To say that
the US and Argentine governments do not see eye to eye on the ways and means of
dealing with the challenge of drug trafficking is more than an understatement.
Last week, Security Secretary Sergio Berni rebuked what sounded like a US State
Department’s critical comment about Argentina still facing “the challenge of
controlling the Triple Frontier” with the phrase “they export death.”
There are,
in fact, some clear and present policy differences between both countries. One
case in point is the role of the military in combating drug trafficking.
To cite the
US’ Joint Military Southern Command’s mission statement: “We work with our
partners to address the growing threat of transnational organized crime (...)
Drug trafficking represents the epicentre of illicit trafficking, serving as
the predominant means by which Transnational Criminal Organizations obtain
money and increased power in the region” (http://www.southcom.mil/ourmissions).
The
Argentine position is that the armed forces have no business in fighting crime.
As this daily reported on January 18, Defence Minister Agustín Rossi pointed
out that “the National Defence Law prevents the Armed Forces from taking part
in any kind of domestic activity” and made it clear that “President Cristina
Fernández de Kirchner was not planning to reopen the debate on the issue.” Some
readers might think that this is in blatant contradiction with the Army’s
current participation in social work. They may be right.
But back to
the drugs issue. There is abundant evidence that a number of consignments which
leave Argentina, have Europe as a point of arrival. Just remember the 944
kilograms of cocaine seized by the authorities on arrival in Spain, in an
aircraft chartered by — at least — one of the Juliá brothers back in 2011.
Consequently, a number of EU countries cooperate permanently with Argentina.

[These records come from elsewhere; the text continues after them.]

PR #8651, opened 2022-12-11
Add and remove missing or obsolete vanilla tags

Machine-Maker:
Brings the Tag class up to date with current vanilla tags. Also adds a test to check that it is always up to date in the future.

Something this PR doesn't do, is address the 6 "Experimental" tags that are "null" if the datapack isn't enabled. I'm not sure what to do about that.


Machine-Maker:
Updated to fix tests

Machine-Maker:
tags are autogenerated now, no need to rebase.

PR #8657, opened 2022-12-12
Fix BlockDispenseEvent being called when nothing actually happens

Machine-Maker:
The BlockDispenseEvent was incorrectly called in two specific situations, when bonemealing an invalid location, like a solid block or when trying to use flint & steel in an incorrect way. This doesn't match up with the rest of the calls of BlockDispenseEvent in which something always happens, and in other cases where something *might* happen, that logic is checked before calling the event.


Machine-Maker:
Rebased for 1.20.4

Something that probably needs to be worked out is when exactly BlockDispenseEvent should be fired for a "failed dispense". A lot of items fallback to just being spit out if their "special action" fails, like glowstone being dispensed but the block in front isn't a respawn anchor. In this situation, dispenser with glowstone inside pointing at a non-respawn anchor block, the glowstone will be spat out. But if the block in front is a full respawn anchor, the dispense will "fail", not spitting out glowstone or refilling the anchor. Does BlockDispenseEvent fire in that case? Nothing happened, nothing changed, no item ejected, nothing. Unsure.

PR #8658, opened 2022-12-12
Properly track the changed item from dispense events

Machine-Maker:
There are several places where the potentially changed item from the BlockDispenseEvent wasn't used in later dispenser logic (in a way that had an effect).

Example: If you changed the spawn egg in the BlockDispenseEvent, the spawned mob didn't change, and bucket dispenser behavior has some issues like for mob buckets, the nbt would be transferred over to the spawned entity from the original stack, not the stack set in the event.


Machine-Maker:
Fixed this issue in a few more places, armor stands, shulker boxes, fire charges, and some more projectiles. 

There is a question about the Flint & Steel which needs to be resolved, how to handle its behavior if someone changes the flint & steel in the dispense event.

Machine-Maker:
Rebased for 1.20.4

lynxplay (approved):

PR #8659, opened 2022-12-12
[ci skip] add missing final newline

Machine-Maker:
Intellij keeps making this change automatically, I think its missing a newline? But github usually shows those visually, so idk what it is.


lynxplay (approved):
Files without a final new line look ugly anyway.

electronicboy (approved):

PR #8665, opened 2022-12-13
Fix CreativeCategory api

### LINKED ISSUE #8770: getCreativeCategory() doesn't work correctly
### Expected behavior

Returns the correct CreativeCategory from a Material

### Observed/Actual behavior

Allways returns BUILDING_BLOCKS

### Steps/models to reproduce

get the CreativeCategory from a Material and check if its the right one

### Plugin and Datapack List

FFA(The problematic Plugin), LuckPerms, Multiverse-Core, Plan, WebConsole, Worldedit

### Paper version

paper-1.19.3-371

### Other

_No response_

Machine-Maker:
Probably in the future this should be expanded to get all itemstacks in a specific category. It's not perfect system since ItemStacks are in categories now, so also a method to check if an ItemStack is in a specific category would be nice.

_____
Fixes #8770

### DIFF
--- a/patches/server/0980-Fix-CreativeCategory-api.patch
+++ b/patches/server/0980-Fix-CreativeCategory-api.patch
@@ -1,0 +1,225 @@
+From 0000000000000000000000000000000000000000 Mon Sep 17 00:00:00 2001
+From: Jake Potrebic <jake.m.potrebic@gmail.com>
+Date: Tue, 13 Dec 2022 12:58:27 -0800
+Subject: [PATCH] Fix CreativeCategory api
+
+
+diff --git a/src/main/java/io/papermc/paper/inventory/PaperCreativeCategory.java b/src/main/java/io/papermc/paper/inventory/PaperCreativeCategory.java
+new file mode 100644
+index 0000000000000000000000000000000000000000..7dd68ca04370e9402629caa138dc0f1d5d12483d
+--- /dev/null
++++ b/src/main/java/io/papermc/paper/inventory/PaperCreativeCategory.java
+@@ -0,0 +1,47 @@
++package io.papermc.paper.inventory;
++
++import com.google.common.base.Enums;
++import com.google.common.collect.ImmutableMap;
++import java.util.List;
++import java.util.Map;
++import net.minecraft.network.chat.contents.TranslatableContents;
++import net.minecraft.world.item.CreativeModeTab;
++import net.minecraft.world.item.CreativeModeTabs;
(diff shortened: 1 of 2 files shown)


Owen1212055 (changes requested):
This doesn't seem to work? 
Tested and it always returns an empty set.

Machine-Maker:
It'd help if I actually pushed from my local repo...

Owen1212055 (approved):

AlmightyAnubis:
Would also be nice if the Materials in the Material Enum would be sortet the way the new search tab in the creativ inventory is sortet. So the wood is grouped etc.

Machine-Maker:
The material enum is most likely being deprecated either this update or next update, not really worth it.

Even so, I don't really think the order of fields is important at all. Also, some materials are in multiple categories, so not sure how that would factor into the field order.

AlmightyAnubis:
In the search bar, more or less all items are contained. And they are sortet in the new way, which is much more convinient. When I list items, I would really like this way of order over the old one.
image

electronicboy (approved):

patches/server/0980-Fix-CreativeCategory-api.patch
```diff
@@ -0,0 +1,225 @@
...
++import net.minecraft.world.item.CreativeModeTab;
++import net.minecraft.world.item.CreativeModeTabs;
++import org.bukkit.inventory.CreativeCategory;
++import org.checkerframework.checker.nullness.qual.NonNull;
++import org.checkerframework.framework.qual.DefaultQualifier;
++
++@DefaultQualifier(NonNull.class)
++public final class PaperCreativeCategory {
++
++    public static final List<CreativeModeTab> BLOCK_TABS = CreativeModeTabs.allTabs().stream().filter(tab -> tab.getType() == CreativeModeTab.Type.CATEGORY).toList();
```
Warriorrrr, line 29: CreativeModeTabs#streamAllTabs can be used here

Warriorrrr (approved):

KodingDev:
Hey, any updates on this? Can't really fallback to the existing implementation since it's just a constant for all items.

NonSwag:
> Hey, any updates on this? Can't really fallback to the existing implementation since it's just a constant for all items.

Iirc the creative categories are deprecated since they no longer exist on the server

KodingDev:
Gotcha, any way we could semi mimic it with tags? That's about the only half-baked solution that's really worked for us

PR #8666, opened 2022-12-13
Fix custom worlds

### LINKED ISSUE #8664: WorldCreator creates world as super flat, when specified as normal.
### Expected behavior

World should be normal type - plains, mountains, deserts, rivers, etc.

### Observed/Actual behavior

World is super flat.

### Steps/models to reproduce

I've been using this code to create a world weekly for a few years. I started having this problem after the update to 1.19.3 this morning.

WorldCreator creator = new WorldCreator("sampleWorld").type(WorldType.NORMAL).environment(Environment.NORMAL).generateStructures(true);
this.plugin.sampleWorld = this.plugin.getServer().createWorld(creator);

I fully deleted my world and re-created it with this, but it's super flat mode instead of normal. My only WILD GUESS is that it might be related to my default world's mode, which is super flat.

### Plugin and Datapack List

Lots, but I have not changed anything in the transition from 1.19.2 to 1.19.3. I only updated the server JAR.

### Paper version

This server is running Paper version git-Paper-325 (MC: 1.19.3) (Implementing API version 1.19.3-R0.1-SNAPSHOT) (Git: 0148283)

### Other

It should be unrelated, but I have specified minecraft:normal in server.properties.

Clarifying - my default world is super flat because it was created that way 3 years ago. My current SETTING in server.properties is minecraft:normal. And the code above specifies normal to the world creator. I expected the new world would be normal, but it is instead super flat.

I'm stuck in a big way because my players need this additional world for resources.

Machine-Maker:
Fixes https://github.com/PaperMC/Paper/issues/8664

Tested and it works

---
Download the paperclip jar for this pull request: [paper-8666.zip](https://nightly.link/PaperMC/Paper/actions/artifacts/474865055.zip)

### DIFF
--- a/patches/server/0947-Fix-custom-worlds.patch
+++ b/patches/server/0947-Fix-custom-worlds.patch
@@ -1,0 +1,74 @@
+From 0000000000000000000000000000000000000000 Mon Sep 17 00:00:00 2001
+From: Jake Potrebic <jake.m.potrebic@gmail.com>
+Date: Tue, 13 Dec 2022 14:54:53 -0800
+Subject: [PATCH] Fix custom worlds
+
+
+diff --git a/src/main/java/net/minecraft/world/level/levelgen/WorldGenSettings.java b/src/main/java/net/minecraft/world/level/levelgen/WorldGenSettings.java
+index 42c569561afdce599b72cfa455435e87e250885f..e0fb7cbce04bb47971d546ae88cdcb11f4d6de09 100644
+--- a/src/main/java/net/minecraft/world/level/levelgen/WorldGenSettings.java
++++ b/src/main/java/net/minecraft/world/level/levelgen/WorldGenSettings.java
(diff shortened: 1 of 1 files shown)


BigScary:
Hmmm.... yes it's sort of fixed, but chunk generation is incredibly slow, so slow that players are just stuck hovering in the air for a minute or more while the chunk they have teleproted into waits to generate.

Machine-Maker:
Ok, well this should have no effect on this. Chunk generation is always slow, much slower than on flat worlds. But if the world now loads correct, as in its a normal world not a flat world, then this can be fixed when that PR is merged.

Machine-Maker:
Upstream did exactly this in https://hub.spigotmc.org/stash/projects/SPIGOT/repos/craftbukkit/commits/2ed3e3e6e50cb606709522d4476f98e9edc5e79c#nms-patches/net/minecraft/world/level/storage/WorldDataServer.patch

PR #8669, opened 2022-12-14
Fix crop modifier problem with Sugar Cane and Cactus (Issue #8544)

bridgelol:


jpenilla:
Just removing the modifier isn't an option, https://github.com/PaperMC/Paper/pull/8564 has a more proper solution to the linked issue

Also when creating PRs in the future please read the information in CONTRIBUTING.md about paper comments and minimal diff

PR #8673, opened 2022-12-14
Improve some logging and errors

Machine-Maker:
Previously, if you had a file inside the root `data/` folder of a datapack, it was ignored. Now it just assumes they are all directories and so loading a datapack with that spits out about 50 stacktraces. Just need to log the error less and earlier.

Also changes the legacy mats to a warning not an error. We get too many "reports" of an error because it was error in the logs.

Do we have any other patches that either remove bad logged errors or any other place we want to change this stuff? I feel like we have more, but I just can't remember them.

### DIFF
--- a/patches/server/0947-Improve-logging-and-errors.patch
+++ b/patches/server/0947-Improve-logging-and-errors.patch
@@ -1,0 +1,44 @@
+From 0000000000000000000000000000000000000000 Mon Sep 17 00:00:00 2001
+From: Jake Potrebic <jake.m.potrebic@gmail.com>
+Date: Wed, 14 Dec 2022 15:52:11 -0800
+Subject: [PATCH] Improve logging and errors
+
+
+diff --git a/src/main/java/net/minecraft/server/packs/PathPackResources.java b/src/main/java/net/minecraft/server/packs/PathPackResources.java
+index 0232c29d96e1021a9f5a9678996993dc55fe7254..8ad8ad1189d7cdb58caaa39c482d32685afa3f9a 100644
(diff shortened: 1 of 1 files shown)


patches/server/0948-Improve-logging-and-errors.patch
```diff
@@ -0,0 +1,44 @@
...
+index 0232c29d96e1021a9f5a9678996993dc55fe7254..748c959c1e112279c361889be0c70f8ba81999eb 100644
+--- a/src/main/java/net/minecraft/server/packs/PathPackResources.java
++++ b/src/main/java/net/minecraft/server/packs/PathPackResources.java
+@@ -105,6 +105,12 @@ public class PathPackResources extends AbstractPackResources {
+         try (DirectoryStream<Path> directoryStream = Files.newDirectoryStream(path)) {
+             for(Path path2 : directoryStream) {
+                 String string = path2.getFileName().toString();
++                // Paper start
++                if (!Files.isDirectory(path2)) {
++                    LOGGER.error("Invalid directory entry: {} in {}. This will cause way more errors in vanilla.", string, this.root, new java.nio.file.NotDirectoryException(string));
```
electronicboy: > This will cause way more errors in vanilla.

not fond of the wording of that, otherwise, lgtm

electronicboy (approved):

patches/server/0948-Improve-logging-and-errors.patch
Machine-Maker: k, just removed that.

PR #8675, opened 2022-12-15
Correctly mark pseudo inventories as not creatable

Machine-Maker:
Fixes an NPE when the server tries to find an inventory creator instance based on the InventoryType. Now it throws an IllegalArgumentException like other un-creatable inventories.

I think this is the correct solution, not to add inventory creator instances to the CraftInventoryCreator but I could be wrong. The chiseled bookshelf is a tile entity which technically would be easy to add one for.


Owen1212055 (approved):

Owen1212055:
Fixed by upstream in https://github.com/PaperMC/Paper/commit/7af4cd3647c9c89f25d13ce9e041814e2baca50d

PR #8677, opened 2022-12-15
Fix several issues with EntityBreedEvent

Machine-Maker:
Upstream did not account for different hands when storing the breed item for later use in the event. Also they only stored a reference to the stack, not a copy so if the stack changed after love mode was started, the breed item in the event also changed. Also in several places, the breed item was stored after it was decreased by one to consume the item.


Owen1212055 (approved):

Warriorrrr (commented):
It might be nice to add an ItemStack parameter to setInLove to pass the copy through, DoNotUse could then be added to the old signature in case of updates.

Machine-Maker:
> It might be nice to add an ItemStack parameter to setInLove to pass the copy through, DoNotUse could then be added to the old signature in case of updates.

Yeah, I like this. Implemented.

lynxplay (approved):

PR #8695, opened 2022-12-17
Avoid respawn desync of player metadata

### LINKED ISSUE #8689: Skin layer Dissapears after death
### Expected behavior

Alright so I was playing on my Paper MC 1.19.3 server when I died my skin layers Dissapeared and my Internet was still good but my skin layer disappeared 
I tried everything nothing worked I hope you fix this issue

### Observed/Actual behavior

My skin layer Dissapeared after death 

### Steps/models to reproduce

Install a paper software and run the server without any plugins or Datapacks
Then try to die in your paper mc 
server 
See if you lose your Skin layer 
Same steps I did 7 times still happening in 1.19.3

### Plugin and Datapack List

No datapacks and plugins were installed 

### Paper version

Paper mc version 1.19.3

### Other

That was Only the issue and stupid Bug Costed my Friendship with my friend please fix this As soon as possible

Lulu13022002:
Closes #8689 
Avoid to desync the player metadata on respawn and world teleport
Before the 1.19.3 the metadata was copied with the respawn packet but now it's not always the case (notably at the death)
And since upstream doesn't recreate the player instance, the metadata aren't dirty anymore here and so aren't resend to the client later. This emulate the behavior of like if the player was recreated with the default values to avoid a total reset at the respawn packet.

### DIFF
--- a/patches/server/0950-Avoid-respawn-desync-of-player-metadata.patch
+++ b/patches/server/0950-Avoid-respawn-desync-of-player-metadata.patch
@@ -3,6 +3,9 @@ From: Lulu13022002 <41980282+Lulu13022002@users.noreply.github.com>
 Date: Sat, 17 Dec 2022 13:04:14 +0100
 Subject: [PATCH] Avoid respawn desync of player metadata
 
+== AT ==
+public net.minecraft.world.entity.player.Player DATA_PLAYER_ABSORPTION_ID
+public net.minecraft.world.entity.player.Player DATA_SCORE_ID
 
 diff --git a/src/main/java/net/minecraft/network/syncher/SynchedEntityData.java b/src/main/java/net/minecraft/network/syncher/SynchedEntityData.java
 index 37e193f57938047c8b886ed7d2816411392f94b4..f7d1425d102959f7a2f1da5585e2d3d2032a5abb 100644
@@ -25,10 +28,10 @@ index 37e193f57938047c8b886ed7d2816411392f94b4..f7d1425d102959f7a2f1da5585e2d3d2
      public boolean isDirty() {
          return this.isDirty;
 diff --git a/src/main/java/net/minecraft/server/level/ServerPlayer.java b/src/main/java/net/minecraft/server/level/ServerPlayer.java
-index c0b0a7fdb75266a7064d54bda6441953184ecc64..96f4be56db7d02e4d6c342b5c0dbea7958f9f564 100644
+index c0b0a7fdb75266a7064d54bda6441953184ecc64..14960c8e40f34047664ef7f2ddcb214bc65034f9 100644
 --- a/src/main/java/net/minecraft/server/level/ServerPlayer.java
 +++ b/src/main/java/net/minecraft/server/level/ServerPlayer.java
-@@ -1776,31 +1776,35 @@ public class ServerPlayer extends Player {
+@@ -1776,11 +1776,14 @@ public class ServerPlayer extends Player {
          if (alive) {
              this.getInventory().replaceWith(oldPlayer.getInventory());
              this.setHealth(oldPlayer.getHealth());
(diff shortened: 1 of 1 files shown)


patches/server/0950-Avoid-respawn-desync-of-player-metadata.patch
```diff
@@ -0,0 +1,86 @@
...
+             this.getInventory().replaceWith(oldPlayer.getInventory());
+             this.setHealth(oldPlayer.getHealth());
++            this.getEntityData().markDirtyIfNotDefault(LivingEntity.DATA_HEALTH_ID); // Paper
++            this.getEntityData().markDirtyIfNotDefault(Player.DATA_PLAYER_ABSORPTION_ID); // Paper
+             this.foodData = oldPlayer.foodData;
+             this.experienceLevel = oldPlayer.experienceLevel;
+             this.totalExperience = oldPlayer.totalExperience;
+             this.experienceProgress = oldPlayer.experienceProgress;
+-            this.setScore(oldPlayer.getScore());
++            this.getEntityData().markDirtyIfNotDefault(Player.DATA_SCORE_ID); // Paper
```
Machine-Maker, line 45: I think the old setXXX(getXXX()) stuff should stay, just after it you mark it as dirty if its not default. In case it ever changes upstream and we don't catch it here

patches/server/0950-Avoid-respawn-desync-of-player-metadata.patch
```diff
@@ -0,0 +1,86 @@
...
+     private static final Map<Pose, EntityDimensions> POSES = ImmutableMap.<Pose, EntityDimensions>builder().put(Pose.STANDING, Player.STANDING_DIMENSIONS).put(Pose.SLEEPING, Player.SLEEPING_DIMENSIONS).put(Pose.FALL_FLYING, EntityDimensions.scalable(0.6F, 0.6F)).put(Pose.SWIMMING, EntityDimensions.scalable(0.6F, 0.6F)).put(Pose.SPIN_ATTACK, EntityDimensions.scalable(0.6F, 0.6F)).put(Pose.CROUCHING, EntityDimensions.scalable(0.6F, 1.5F)).put(Pose.DYING, EntityDimensions.fixed(0.2F, 0.2F)).build();
+     private static final int FLY_ACHIEVEMENT_SPEED = 25;
+-    private static final EntityDataAccessor<Float> DATA_PLAYER_ABSORPTION_ID = SynchedEntityData.defineId(Player.class, EntityDataSerializers.FLOAT);
+-    private static final EntityDataAccessor<Integer> DATA_SCORE_ID = SynchedEntityData.defineId(Player.class, EntityDataSerializers.INT);
++    public static final EntityDataAccessor<Float> DATA_PLAYER_ABSORPTION_ID = SynchedEntityData.defineId(Player.class, EntityDataSerializers.FLOAT); // Paper
++    public static final EntityDataAccessor<Integer> DATA_SCORE_ID = SynchedEntityData.defineId(Player.class, EntityDataSerializers.INT); // Paper
```
Machine-Maker: We now recommend using ATs again for this because the ATs are per-patch and much nicer to look at (instead of them all being in one BIG HUGE patch).

Machine-Maker (changes requested):

patches/server/0950-Avoid-respawn-desync-of-player-metadata.patch
Lulu13022002: That's should be good

Owen1212055:
Do the other synced values not need to be resent? I would think that instead what we should do here is mark all of the sync values as dirty?

Lulu13022002:
The respawn packet will already do that for us in case of a world teleport. For the death all values are reset in vanilla except those i have marked as dirty here

Owen1212055 (approved):
I'd put in the description that this is caused by spigot reusing the server player instance and that this should be removed in the future.

Lulu13022002:
Upstream has pushed a fix for that to update all metadata when not default, this solve the skin desync and those metadata desync (clientside) but since upstream has also a lot of desync (serverside) that happens when a player died (due to some missing metadata reset in the ServerPlayer#reset to again simulate the Player instance recreated) that brings back those desync into the client. Then there no desync at all but it's not anymore vanilla and also that send another packet when the player change of dimension with portal for no reason. So if we want to keep the upstream patch we would need to reset all the metadata on death serverside otherwise some metadata will not be reinitialized properly. Those desync are also present in this patch but aren't resend to the client so ideally we would recreate the instance for a proper fix.

Owen1212055:
Closing as upstream has fixed this and just resends everything.

PR #8703, opened 2022-12-20
Add copy constructor to MerchantRecipe

Joo200:
I want to create multiple Merchant with MerchantRecipes based on player permissions. The idea is: Store a List of MerchantRecipes and create a new Merchant for every player with custom uses.

It's not possible to clone MerchantRecipes so modifying the stored recipes will modify the results for other players too.


Machine-Maker:
I thought Cloneable sucked. Wouldn't we be better off with a copy constructor instead? I know the api is full of "Cloneable"s but do we want to keep going down that path?

JOO200:
ItemStack has already Cloneable that's why I used Cloneable here.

And this “condemns” the US and Argentina to cooperate with each other, given
that both share partnerships with the Europeans. In fact it seems safe to say
that — in spite of the shouting matches — the US’ DEA and Argentina cooperate
already.
But over
and above policy differences, international cooperation in this kind of issues
often presents practical problems. Take the case of the so-called “controlled
deliveries.” It involves one drug enforcement authority letting a detected
consignment leave its frontiers, in coordination with their counterparts in the
destination country. This allows the latter to tail the consignment in order to
capture the recipients and get hold of the big fish. Wise as this might seem,
it has difficulties. In the case of Argentina, the power to authorize such an
operation rests with the judiciary. But in many European countries, the
authority is in the hands of the enforcement agencies. And reaching agreements
between those two different lines of business is not always easy. This is just
one example of why good cooperation relations are necessary. Even for hardened
professional law-enforcement people, life is easier if their masters are not
exchanging derogatory comments.
So what
triggered the last confrontation? It is suggested that too many words with too
little spin. Take, for example, the first salvo about the triple frontier. It
is no secret that the place is a trouble spot. Argentina knows, and the US
knows that Argentina knows. So the wording of the report seemed aimed at
putting more pressure on Argentina to work harder and — possibly — to allow the
US to offer more help. Or to get involved. But those that drafted the State
Department’s report, and whoever cleared it for publication, did not take into
account Argentina’s internal political situation. It was quite predictable that
the opposition press and politicians would pick up the report’s message and use
it to fire a broadside against the government.
Berni’s
harsh words were — in this context — almost predictable, given the
“Cristinista” political style. Berni raised the ante and was — many would say —
outright insulting. It was his way of saying “we do not give in to pressure and
you know it, so you are not being helpful.” In fact, if the US wanted to
achieve any kind of change, it had many more chances to achieve the objective
through discreet negotiations.
But Sergio
Berni also lost. Government administration, included specifically-targeted funding
is not decided by gods. They are decided by frail individuals. And among these
frailties we should count that of not liking to be called “death exporters.” So
any Argentine application to Washington for funding in that class of issues, or
other kind of help, might be rejected or delayed.
So what to
do next time? — and sooner or later there will be a next time. A healthy ration
of spin used by both sides could do the trick. For the unaware: “spin” is a
word coined in the US but then re-coined in the UK — and to the level of total
copyright ownership — by former Prime Minister Tony Blair’s people. It
essentially means: “Twist and turn so as to give an intended interpretation to
a message in order to make it less embarrassing.” Please note. It is not about
lying. It is about all involved limiting embarrassment.